INSTRUCTIONS TO FOLLOW –
Filter the records below, keeping only lines with the string "WarmedData".

(Saved data entries)
[Start of Attachment]
PR #3132, opened 2017-12-22
Separate container removal from job completion.

rabbah:
The current handshake between the container proxy and the container pool conflates container removal and job completion. The former does not necessarily indicate there is free capacity in the pool since there are conditions under which the job is rescheduled: resume failure, container aging, container reclamation.

pg3/1585 🔵

### DIFF
--- a/core/invoker/src/main/scala/whisk/core/containerpool/ContainerPool.scala
+++ b/core/invoker/src/main/scala/whisk/core/containerpool/ContainerPool.scala
@@ -81,6 +81,10 @@ class ContainerPool(childFactory: ActorRefFactory => ActorRef,
 
   def receive: Receive = {
     // A job to run on a container
+    //
+    // Run messages are received either via the feed or from child containers which cannot process
+    // their requests and send them back to the pool for rescheduling (this may happen if "docker" operations
+    // fail for example, or a container has aged and was destroying itself when a new request was assigned)
     case r: Run =>
       val container = if (busyPool.size < maxActiveContainers) {
         // Schedule a job to a warm container
@@ -110,6 +114,9 @@ class ContainerPool(childFactory: ActorRefFactory => ActorRef,
           freePool = freePool - actor
           actor ! r // forwards the run request to the container
         case None =>
+          // this can also happen if createContainer fails to start a new container, or
+          // if a job is rescheduled but the container it was allocated to has not yet destroyed itself
+          // (and a new container would over commit the pool)
           logging.error(this, "Rescheduling Run message, too many message in the pool")(r.msg.transid)
           self ! r
       }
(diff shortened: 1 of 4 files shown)


core/invoker/src/main/scala/whisk/core/containerpool/ContainerProxy.scala
```diff
@@ -248,16 +250,20 @@ class ContainerProxy(
           // Sending the message to self on a failure will cause the message
           // to ultimately be sent back to the parent (which will retry it)
           // when container removal is done.
-          case Failure(_) => self ! job
+          case Failure(_) =>
+            rescheduleJob = true
```
dubeejw: Does `rescheduleJob` ever need to be reset to `false`?

rabbah: the transition is ultimately to Removing state which destroys the actor

core/invoker/src/main/scala/whisk/core/containerpool/ContainerProxy.scala
```diff
@@ -248,16 +250,20 @@ class ContainerProxy(
...
         .pipeTo(self)
 
       goto(Running)
 
-    // timeout or removing
-    case Event(StateTimeout | Remove, data: WarmedData) => destroyContainer(data.container)
+    // container is reclaimed by the pool or it has become too old
+    case Event(StateTimeout | Remove, data: WarmedData) =>
+      rescheduleJob = true // to supress sending message to the pool and not double count
+      destroyContainer(data.container)
```
markusthoemmes: I don't think it's guaranteed that the job is in fact rescheduled in this case, which would lead to a nasty lock situation if too many containers are reclaimed due to timeouts.

In fact I think this specific situation needs to be resolved differently, since at the point of this transition you won't know whether or not you'll resend a job?

rabbah: If a container is reclaimed because of a timeout only, it does not reflect a change in the pool the capacity. It is sufficient to instruct the parent to remove the container from it’s free pool.

What do you mean by it’s not guaranteed that the job is rescheduled in case of a timeout (note there is a test specifically for this case)?

rabbah: > Ideally you'd want Line 272 to set the flag and then eventually send the right message. The message is sent before Line 272 might ever be used though.

I had this thought too, to send a `RescheduledRun` message instead of the current `Run` but the state machine transitions would require a more invasive change, I think, and I abandoned it. Want to try it?

markusthoemmes: Ah you're right indeed. The "timeout means the capacity is already freed earlier" is the trick here.

I might've expressed myself badly: Ideally you'd want Line 272, but it's impossible to do there.

core/invoker/src/main/scala/whisk/core/containerpool/ContainerPool.scala
```diff
@@ -131,8 +138,21 @@ class ContainerPool(childFactory: ActorRefFactory => ActorRef,
...
+    // Container errored while to resume a warm container, could not process the job, and sent the job back
+    // The container aged, is destroying itself, and was assigned a job which it had to send back
+    // The container aged and is destroying itself
+    case JobRescheduled =>
+      freePool = freePool - sender()
+      busyPool.get(sender()).foreach { _ =>
+        // even though container was busy, no message is sent to the feed since there is no change in capacity yet
+        // (job still needs to be processed)
+        busyPool = busyPool - sender()
+      }
```
markusthoemmes: You can just go with: `busyPool = busyPool - sender()` here, since you don't need the handle on "if the element existed do xyz"

rabbah:
@dubeejw @markusthoemmes thanks for the review, I squashed the commits.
[End of Attachment]
REPLY –
-    case Event(StateTimeout | Remove, data: WarmedData) => destroyContainer(data.container)
+    case Event(StateTimeout | Remove, data: WarmedData) =>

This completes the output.